__Exercise__:
Report how many lines in the data include the string "readonly", and add nothing else.

Collected data entries:

PR #14142, opened 2026-05-20
fix(kit): apply overscroll-behavior only when there is an extra element inside the t-ghost

vladimirpotekhin:
Fixes #13774

### DIFF
--- a/projects/kit/components/textarea/textarea.directive.ts
+++ b/projects/kit/components/textarea/textarea.directive.ts
@@ -47,7 +47,7 @@ class TuiTextareaCounter {
 @Component({
     template: `
         <ng-container>{{ context.$implicit.slice(0, limit()) }}</ng-container>
-        @if (limit() < context.$implicit.length) {
+        @if (limit() <= context.$implicit.length) {
             <span [textContent]="context.$implicit.slice(limit())"></span>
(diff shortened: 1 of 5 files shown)


projects/styles/components/textfield.less
```diff
@@ -243,6 +243,12 @@ tui-textfield:where(*&) {
         }
     }
 
+    &:has(textarea):not(:has(.t-ghost > *)) {
```
waterplea: Why here, why not in textarea? Why reverse condition?

projects/kit/components/textarea/textarea.directive.ts
```diff
@@ -46,8 +46,10 @@ class TuiTextareaCounter {
 
 @Component({
     template: `
-        <span [textContent]="context.$implicit.slice(0, limit())"></span>
-        <span [textContent]="context.$implicit.slice(limit())"></span>
+        <ng-container>{{ context.$implicit.slice(0, limit()) }}</ng-container>
+        @if (limit() < context.$implicit.length) {
```
waterplea: `<=`?

waterplea (approved):

nsbarsukov (approved):

PR #14143, opened 2026-05-20
fix(kit): apply overscroll-behavior only when there is an extra element inside the t-ghost

vladimirpotekhin:
…

Fixes #13774

### DIFF
--- a/projects/kit/components/textarea/textarea-limit.directive.ts
+++ b/projects/kit/components/textarea/textarea-limit.directive.ts
@@ -24,17 +24,20 @@ import {
 import {injectContext, PolymorpheusComponent} from '@taiga-ui/polymorpheus';
 
 import {tuiTextareaOptionsProvider} from './textarea.options';
+import {NgIf} from '@angular/common';
 
 @Component({
     standalone: true,
     template: `
-        <span [textContent]="context.$implicit.slice(0, limit())"></span>
+        <ng-container>{{ context.$implicit.slice(0, limit()) }}</ng-container>
         <span
+            *ngIf="context.$implicit.length > limit()"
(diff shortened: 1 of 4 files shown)


projects/kit/components/textarea/textarea-limit.directive.ts
```diff
@@ -24,14 +24,17 @@ import {
...
 
 import {tuiTextareaOptionsProvider} from './textarea.options';
+import {NgIf} from '@angular/common';
 
 @Component({
     standalone: true,
+    imports: [NgIf],
     template: `
-        <span [textContent]="context.$implicit.slice(0, limit())"></span>
+        <ng-container>{{ context.$implicit.slice(0, limit()) }}</ng-container>
```
nsbarsukov, line 33: Why `<ng-container>` is required here ?


```suggestion
        {{ context.$implicit.slice(0, limit()) }}
```

projects/kit/components/textarea/textarea-limit.directive.ts
```diff
@@ -24,14 +24,17 @@ import {
...
         <span
+            *ngIf="context.$implicit.length >= limit()"
             style="background: linear-gradient(transparent 0.25rem, var(--tui-status-negative-pale) 0.25rem, var(--tui-status-negative-pale) 100%)"
-            [textContent]="context.$implicit.slice(limit())"
+            [innerText]="context.$implicit.slice(limit())"
```
nsbarsukov: Revert

nsbarsukov (approved):

projects/kit/components/textarea/textarea-limit.directive.ts
vladimirpotekhin: to avoid extra spaces

waterplea (approved):

PR #14145, opened 2026-05-20
fix(core): `Carousel` fix for zooms outside 100%

waterplea:
Fixes #


projects/core/components/carousel/carousel.component.less
vladimirpotekhin: nit: shouldn't we set "overscroll-behavior-**x**: none" to not prevent regular vertical scrolling?

vladimirpotekhin (approved):

nsbarsukov (approved):

Issue #13646, opened 2026-03-30
🐞 - Hydration of inputs


waterplea:
### Reproduction url

https://taiga-ui.dev/next/components/input

### Description

Hydration of input-based components is currently disabled due to templates inside input tag. We need to move those templates into dynamic components so they do not create comment nodes that break SSR hydration.

### Taiga UI version

5

### Browser Used

Chrome

### OS Used

macOS

nsbarsukov:
@waterplea should we postpone this issue until `createComponent` allows to apply directives and specify bindings to dynamically created components ?

https://blog.angular.dev/announcing-angular-v20-b5c9c06cf301?gi=c8824f97e2f8#5775

PR #14204, opened 2026-06-02
fix(kit): `InputDate` hydration

mdlufy:
Fixes #13646


nsbarsukov (approved):

vladimirpotekhin (approved):

projects/kit/components/input-date/input-date-content.component.ts
```diff
@@ -0,0 +1,51 @@
...
+    selector: 'tui-input-date-content',
+    template: `
+        @if (host.native) {
+            <input
+                type="date"
+                [attr.list]="component.list()"
+                [max]="host.max().toJSON()"
+                [min]="host.min().toJSON()"
+                [value]="host.value()?.toJSON()"
+                (click.stop.zoneless)="(0)"
```
splincode: maybe we could move these serializations to computed signals?

```ts
protected readonly max = computed(() => this.host.max().toJSON());
protected readonly min = computed(() => this.host.min().toJSON());
protected readonly value = computed(() => this.host.value()?.toJSON());
```

```html
[max]="max()"
[min]="min()"
[value]="value()"
```

splincode: Computed makes sense here.
It is not required, but it can make the template cleaner and avoid repeated toJSON() calls.

mdlufy: Updated

splincode (approved):

projects/kit/components/input-date/input-date.component.ts
```diff
@@ -1,49 +1,23 @@
...
+    providers: [tuiAsTextfieldContent(TuiInputDateContent)],
+    hostDirectives: [TuiWithNativePicker, TuiTextfieldContent],
     host: {
         'data-tui-version': TUI_VERSION,
-        ngSkipHydration: 'true',
         '[attr.list]': 'null',
     },
 })
+// TODO(v6): rename to TuiInputDateDirective
 export class TuiInputDateComponent {
```
nsbarsukov: It already exists
https://github.com/taiga-family/taiga-ui/blob/ad35469298ed76d533df5c13209e062273772ce0/projects/kit/components/input-date/input-date.directive.ts#L186

mdlufy: Updated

__Answer section__:
3